Supplied information:
PR #5609, opened 2017-03-22
Fix up some weird Effects crashes.

dellis1972:
One of the samples I am porting hit this issue where the
EffectParameter.SetValue (int) for Single/Int parameters
as well as for Scalar and Vector parameters.

There was also a problem with access the Element[i] array in
EffectParameter.SetValue(Single[]). In this case it was crashing
event though the Data object was correct. This commit
removes the use of Element in favour of Data which other Setters
use.

### DIFF
--- a/MonoGame.Framework/Graphics/Effect/EffectParameterCollection.cs
+++ b/MonoGame.Framework/Graphics/Effect/EffectParameterCollection.cs
@@ -42,7 +42,7 @@ namespace Microsoft.Xna.Framework.Graphics
                 // TODO: Add a name to parameter lookup table.
 				foreach (var parameter in _parameters) 
                 {
-					if (parameter.Name == name) 
+					if (parameter.Name == name || parameter.Name == name+"Sampler") 
 						return parameter;
 				}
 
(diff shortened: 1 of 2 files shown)


dellis1972:
@tomspilman @KonajuGames this is a weird one. I hit these issues when porting a game with a number of complex shaders. It effected Dx and GL at the same places. If you have a better idea or want to investigate yourself let me know I can pass on the shaders.

dellis1972:
@tomspilman @KonajuGames any thoughts on this? Do we have any unit tests for Effects that run at runtime? If so I can probably port the .fx file over to a test.

MonoGame.Framework/Graphics/Effect/EffectParameterCollection.cs
```diff
@@ -42,7 +42,7 @@ public int Count
                 // TODO: Add a name to parameter lookup table.
 				foreach (var parameter in _parameters) 
                 {
-					if (parameter.Name == name) 
+					if (parameter.Name == name || parameter.Name == name+"Sampler")
```
tomspilman: This i am fairly sure is not correct behavior or at least something that should be fixed in the shader generation and not at runtime.  I would want to see some unit test to verify this.

tomspilman:
> Do we have any unit tests for Effects that run at runtime?

We have some unit tests that render with custom shaders to test them, but not really ones testing the correct functionality of `EffectParameter` setter and getter methods.  It would be a good unit test to add... at lease one covering the cases in this PR.

PR #5610, opened 2017-03-23
Don't throw an error if a channel exists already, just return it.

dellis1972:
While porting a game I came across a problem where the XNA pipeline
would quite happily process a model. In the MG pipeline the following
error was thrown.

	System.ArgumentException: Vertex channel with name Tangent0 already exists

I figure rather than throwing an error we should just return the
existing channel.

### DIFF
--- a/MonoGame.Framework.Content.Pipeline/Graphics/VertexChannelCollection.cs
+++ b/MonoGame.Framework.Content.Pipeline/Graphics/VertexChannelCollection.cs
@@ -264,10 +264,13 @@ namespace Microsoft.Xna.Framework.Content.Pipeline.Graphics
                 throw new ArgumentOutOfRangeException("index");
             if (string.IsNullOrEmpty(name))
                 throw new ArgumentNullException("name");
-            // Don't insert a channel with the same name
-            if (IndexOf(name) >= 0)
-                throw new ArgumentException("Vertex channel with name " + name + " already exists");
-            var channel = new VertexChannel<ElementType>(name);
+            var existingIndex = IndexOf (name);
+            var exists = existingIndex >= 0;
+            var channel = exists ? (VertexChannel<ElementType>)channels[existingIndex] : new VertexChannel<ElementType>(name);
+            if (exists) {
+                channel.Items.Clear ();
+                channels.Remove (channel);
+            }
             if (channelData != null)
             {
                 // Insert the values from the enumerable into the channel


nkast:
Does XNA use the the model's Tangents or throw them away and generate new ones?

KonajuGames:
From a [forum reply](https://social.msdn.microsoft.com/Forums/en-US/2cc1637d-e11e-4c8c-99f1-9bb6e71a119a/bump-mapping-in-xna?forum=xnagamestudioexpress) by Shawn Hargreaves:

> XNA won't calculate tangents automatically, but does provide a helper function you can use to do so (in the content pipeline MeshHelper class).

It did load them from the model if it had them.

dellis1972:
ok this is wrong. we need to add the data to the existing channel I think..

tomspilman:
@dellis1972 - We really need some unit test to verify this change.

TheAppsStudio:
Hi Tom, just downloaded the development branch to test this as its blocking my project and it isnt in the dev branch I have download dev and applied the change but MGCB wont run. I have run protobuild and have the csproj files added for both Pipeline and Framework but when I run it just drops out. I do get a warning about targets saying: -
Severity	Code	Description	Project	File	Line	Suppression State
Warning		There was a mismatch between the processor architecture of the project being built "MSIL" and the processor architecture of the reference "SharpFont", "AMD64". This mismatch may cause runtime failures. Please consider changing the targeted processor architecture of your project through the Configuration Manager so as to align the processor architectures between your project and references, or take a dependency on references with a processor architecture that matches the targeted processor architecture of your project.	MonoGame.Framework.Content.Pipeline.Windows

tomspilman:
>  I run it just drops out. I do get a warning about targets saying:

@TheAppsStudio - Can you open a new issue for this.  Whatever issue you're having there it isn't caused by this PR.

tomspilman:
@dellis1972 - We really need some unit test to verify this change.

TheAppsStudio:
Thanks Tom for the reply and appologies I should of created a new issue for that. I did manage to get running in the end. I managed to compile the model and the tangent error is not an index out of range error. Once I get home I will attach the model which caused the issue and also start having a look as to why the index is out of bounds and report back to you. Let me know if I can help in any other way

TheAppsStudio:
Hi Tom, I replied to this last night but think the email didnt send. I found the issue and if you want a file to test with use any from the XNA Racing game starter kit. Basically the index needs setting to existing index currently it trys to add at the previous index but this has become invalid because the list of channels has one removed. Sorry this is a but of a waffle I will dig out the email tonight and put the full text and code example tonight when I get home

tomspilman:
@dellis1972 - This is a bad change... I tried it on XNA myself and found XNA will throw an exception on duplicate channels.  The real bug must be something else causing duplicate channels to occur.

Issue #2110, opened 2013-10-27
SharpDX.RawInput.dll


MarvinCZ:
Hello guys I just install monogame, create new project and run and i get tis error:
Could not load type 'SharpDX.Win32­.MessageFilter­Hook' from assembly 'SharpDX, Version=2.5.0.0, Culture=neutral, PublicKeyToken=nu­ll'
Can you tell me what to do?
btw XNA works fine in this way

nkast:
Same issue with sharpDX 2.6.3 and latest MG develop 3.6.1089
http://community.monogame.net/t/could-not-load-messagefilterhook/1311/2

robintheilade:
I realize this issue is old but I have an issue that looks like the same.

![image](https://cloud.githubusercontent.com/assets/1859029/26207377/a0867f98-3be7-11e7-894d-5541204380a4.png)

I just installed MonoGame 3.6.01625 and I use Visual Studio 2015.

I can confirm that by adding a reference to SharpDX.RawInput.dll the exception does not reappear.

Is there a reason the reference is not part of the Windows template?

nkast:
@robintheilade Which platform is that? Windows desktop ?
Is that a new project from the VS2015 template or an old project? Do you have any libraries that also reference Monogame and or SharpDX?

robintheilade:
@nkast, I'm on Windows 10 Creators Edition.
The project was created from scratch using the Windows template without the use of nuget packages. Just to verify, the csproj file contains this element "&lt;MonoGamePlatform&gt;Windows&gt;/MonoGamePlatform&gt;".
I have not modified the project in any way after it creation so no other libraries are loaded into the project.

I've extracted the template zip file (Windows.zip) and the MonoGameWindowsApplication.csproj also does not reference the missing assembly. The reference is also missing the [the current github version](https://github.com/MonoGame/MonoGame/blob/1c09add4a7407cf14690614d5ec36666d6c2a8ea/ProjectTemplates/VisualStudio2010/Windows/MonoGameWindowsApplication.csproj).

robintheilade:
Just checked a project I have been working on for a long time. It worked when I used MonoGame 3.5 and back then it was not referencing SharpDX.RawInput. That said the assembly was found in the bin folder so maybe I copied it there myself. If I delete it, it does not show up again if I recompile.

robintheilade:
Another update, maybe it will help.

[...]

PR #5611, opened 2017-03-23
Remove reference to SharpDX from project templates

nkast:
A MonoGame project don't need to reference SharpDX directly.


nkast:
NOTE: we might need to keep `SharpDX.XInput.dll` ref on some platforms and add it to the rest of the templates if necessary. #2110

tomspilman:
I don't remember why we directly referenced those in there.  It doesn't make sense to me now.

tomspilman:
Thanks @nkast !

Issue #5612, opened 2017-03-23
[W10/CoreApplication] Game loop doesn't run.


nkast:
Probably the bug surface due to the new way of event processing on StoreApps but the root of the problem I believe it to be #2084. The app stays forever in IsActive=false and the game loop doesn't run. 

That's a break from XNA behavior.
Update/Draw should always be called and it's up to the game dev to check Game.IsActive and skip physics , pause the game or whatever.

I suppose we should revert #2084. If there are issues with Suspend and Store certification those should be handled independently of lost of focus & minimize.

DDReaper:
I agree, should revert #2084 as I'm not sure that is resolving the issue what was reported and seems to have unintended consequences

nkast:
closed by #5613

PR #5613, opened 2017-03-23
Revert "added event handing when window nor active to allow runtime to suspend app"

nkast:
~~This reverts commit   ##76661cf~~.

fix for #5612


DDReaper:
You might want to refresh this PR too @nkast seems there have been other changes to this class since your PR

DDReaper:
Checking source, this fix has already been implemented @nkast

tomspilman:
Yeah so this my bug... i wrote that original ` if (Platform.IsActive)` code in the first push of UWP support.  My guess is i was following a UWP sample at the time and it did some sort of active check and i mimic'd that.

Merging... thanks @nkast !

Try it:
Return only the stretch of the material above from the line holding "That's a break from XNA behavior." through the line holding "Update/Draw should always", copied exactly.

Output for this task:
That's a break from XNA behavior.
Update/Draw should always be called and it's up to the game dev to check Game.IsActive and skip physics , pause the game or whatever.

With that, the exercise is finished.